LUCCA. Una breve cerimonia per ufficializzare un insediamento che è stato formalizzato nei giorni scorsi sul bollettino del Ministero della Giustizia: la dottoressa Nidia Genovese è la nuova presidente della sezione penale del Tribunale.

Un ruolo alla guida che, come ha orgogliosamente spiegato il presidente Gerardo Boragine nell’aula delle udienze collegiali al Galli Tassi, viene ricoperto da una donna per la prima volta. Un primato di “genere” tra i meriti di una carriera professionale che è stato sottolineato dal dottor Boragine con un tacito augurio che in futuro la dottoressa possa raggiungere la vetta del Tribunale lucchese.

«Siete tutti consapevoli che l’odierno è un riconoscimento più che meritato – ha iniziato il presidente del Tribunale -. È uno step di una carriera professionale straordinaria.
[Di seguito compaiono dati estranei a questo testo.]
PR #1025, opened 2020-12-29
PXB-2327:  [8.0] Add 32 bit support to bootstrap.sh

Sudokamikaze:
Required for xenial-x32


Sudokamikaze:
I've checked, it's not needed as xtradb80 doesn't support 32-bit

PR #73, opened 2021-03-06
Add credentials-binding plugin for Jenkins

cottsay:
I do need some guidance on this one for how to confirm that the plugin's dependencies are met by the currently declared set of plugins in this list.

### DIFF
--- a/attributes/plugins.rb
+++ b/attributes/plugins.rb
@@ -76,7 +76,7 @@ default['ros_buildfarm']['jenkins']['plugins'] = {
   "pam-auth" => "1.5.1",
   "parameterized-trigger" => "2.35.2",
   "pipeline-utility-steps" => "2.5.0",
-  "plain-credentials" => "1.4",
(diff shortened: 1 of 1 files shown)


nuclearsandwich:
> how to confirm that the plugin's dependencies are met by the currently declared set of plugins in this list.

Generally to sort out dependencies in the past we've installed the plugin on a host and then dumped the plugin versions to this list. You can also check them on https://plugins.jenkins.io/credentials-binding/#dependencies 

From comparing the dependencies to the current list of plugins it seems like we will need to perform a few updates to the other installed plugins.

cottsay:
Thanks, @nuclearsandwich. I bumped the necessary deps in b5b2026.
* https://plugins.jenkins.io/plain-credentials/#releases
* https://plugins.jenkins.io/workflow-step-api/#releases

nuclearsandwich (approved):
It's probably worth doing a plugin update sweep soon but no need to block this change.

PR #75, opened 2021-03-09
Add optional username field to Jenkins password credentials.

nuclearsandwich:
Since pulp needs one I used the pretend pulp cred as the test data bag for this.


cottsay (approved):

nuclearsandwich:
The CI failure is the flaky jenkins-agent start that we've been seeing and still needs investigation but it's not related to this change.

PR #76, opened 2021-03-09
Add pulp_base_url credential

cottsay:


nuclearsandwich (approved):
Strictly speaking I'm not sure a test credential is needed here but it's a good reminder until proper documentation for data_bags are written and available.

PR #79, opened 2021-03-16
Proxy all 3 repositories to Pulp, not just 'building'

cottsay:
Eventually we'd like to manifest the repositories as files-on-disk so that they can be rsync'd to mirrors, but for now, this is needed to unblock testing.


nuclearsandwich (approved):
Looks correct to me.

PR #81, opened 2021-04-06
Add pulp_rsync content endpoint

cottsay:
If you squint, it almost looks like an rsync implementation: https://github.com/cottsay/pulp_rsync

It's close enough for what we need it for.

To be clear, the idea is to use rsync to hydrate the local filesystem. I'm not planning to expose `pulp_rsync` to the interwebs.

### DIFF
--- a/files/pulp/Dockerfile
+++ b/files/pulp/Dockerfile
@@ -15,6 +15,7 @@ RUN dnf install \
   expat-devel \
   file-devel \
   gcc \
+  git \
   glib2-devel \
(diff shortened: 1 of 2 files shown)


nuclearsandwich (approved):

nuclearsandwich:
I didn't review the rsync implementation itself and instead chose to squint.

cottsay:
> I didn't review the rsync implementation itself and instead chose to squint.

Wise.

PR #83, opened 2021-04-07
Add support for an RPM bootstrap repository

cottsay:
In `ros_buildfarm`, an `import-upstream` job for RPMs is implemented by searching for repos with a certain name (i.e. ros-buildfarm-foo-bar-baz) and triggering a 'sync' operation on those repos, then performing an operation similar to the sync operation that we do between building/testing/main, but between the candidate repo and each of building, testing, and main.

Creating the repo that has the 'sync' operation is similar to creating any other repo, except that it has a 'remote' associated with it.

This change implements the provisioning steps for the remote and the associated repo.

### DIFF
--- a/attributes/repo.rb
+++ b/attributes/repo.rb
@@ -38,7 +38,7 @@ default['ros_buildfarm']['repo']['container_registry_cache_enabled'] = true
 default['ros_buildfarm']['repo']['pulp_worker_count'] = 2
 default['ros_buildfarm']['repo']['enable_pulp_services'] = true
 default['ros_buildfarm']['rpm_repos']['rhel']['8'] = %w[x86_64]
-default['ros_buildfarm']['rpm_bootstrap_repos']['rhel']['8'] = Hash[
+default['ros_buildfarm']['rpm_upstream_repos']['bootstrap']['rhel']['8'] = Hash[
   architectures: %w[x86_64],
   binary: 'http://repos.ros.org/repos/rhel/ros_bootstrap/8/$basearch/',
   debug: 'http://repos.ros.org/repos/rhel/ros_bootstrap/8/$basearch/debug/',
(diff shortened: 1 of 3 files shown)


nuclearsandwich (approved):
My main hesitation with using chef attributes for bootstrap repository configuration is that it means that we (and probably more likely community buildfarms) can't have multiple import sources provided by multiple bootstrap repository config files.

We're talking with one project which is investigating how to use the ROS upstream repositories as an import source and then running their buildfarm on solely their project's packages. While the repository import is transitive (that is, everything in the bootstrap repository will be pulled into the ROS repositories that they import from) but there may also be buildfarms which inject proprietary non-ROS packages via the import_upstream job with a custom config.

That concern aside, I think the rest of this change is solid and I think my preference is to take this as-is unless you think that "graduating" to a runtime configurable bootstrap repository is going to be more challenging than delaying this PR to incorporate it from the first.

cottsay:
Let's discuss this a little more. I think some slight tweaks will make this easy to do.

I mentioned in the description that a pattern match is used to discover the 'upstream' repositories to sync. That means that if multiple exist, multiple will sync. So the way this is set up, I think it already meets your criteria for runtime-configurable. The tweak that we need to make is to set the default pattern to be more inclusive.

Here's where the pattern is defined in `ros_buildfarm`: https://github.com/ros-infrastructure/ros_buildfarm/blob/4240ad951a89ef9ebae1fac87f1f42423178e709/ros_buildfarm/templates/release/rpm/import_upstream_job.xml.em#L24-L29

What I'm proposing is to look for `ros-upstream-.*-rhel-8-x86_64` instead of `ros-bootstrap-rhel-8-x86_64`, and then make the default provisioning done here create an entry for `ros-upstream-bootstrap-rhel-8-x86_64`.

For provisioning additional upstream targets, we could either change the attribute structure to allow for multiple repository definitions, or we could document how to use `rpm_repo_init.py` to do it directly. Either way, the provisioning presented here won't remove existing entities from pulp - it only creates the pulp entities if they don't exist. However they get configured, if multiple are present, they'll all get processed.

nuclearsandwich (approved):
Thanks for iterating. I think that the extra layer nets us a lot of flexibility when setting up more complex imports for customized buildfarm deployments.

Tutti quelli che hanno lavorato con la dottoressa Genovese hanno avuto la possibilità di apprezzare la sua dedizione straordinaria al lavoro, la sua abilità di comprensione e la sua vivace intelligenza».

Nello sottolineare l’approccio che ha sempre caratterizzato l’impegno della dottoressa nell’esercizio delle sue funzioni, Boragine ha rivelato un aneddoto che descrive l’essenza di essere un magistrato della neo presidente della sezione penale.

«Il periodo risale a quando lei ricevette la designazione a far parte del consiglio giudicante per il massacro di Viareggio – ha ricordato -. Mentre molti colleghi sparirono dando le più svariate motivazioni, la reazione della dottoressa Genovese fu quella di rimanere impassibile, rimboccarsi le maniche e cominciare a studiare le migliaia di pagine per affrontare l’immensità di quel processo. Con questo voglio dire che è una persona che lascia parlare i fatti, essendo anche un’organizzatrice eccezionale».

Poche parole per l’ospite d’onore della cerimonia, presente tra decine di colleghi e personale del tribunale, il marito Stefano Billet, presidente del Tribunale di Pistoia e l’avvocato Marco Treggi della Camera penale. «Conosco bene questo Tribunale – ha dichiarato la presidente di sezione -. Quando sono arrivata doveva essere una sede temporanea… Qui mi trovo molto bene e con chi lavoro ho un rapporto positivo e cordiale, anche se come in tutti i posti di lavoro ci possono essere attriti o incomprensioni, come è normale».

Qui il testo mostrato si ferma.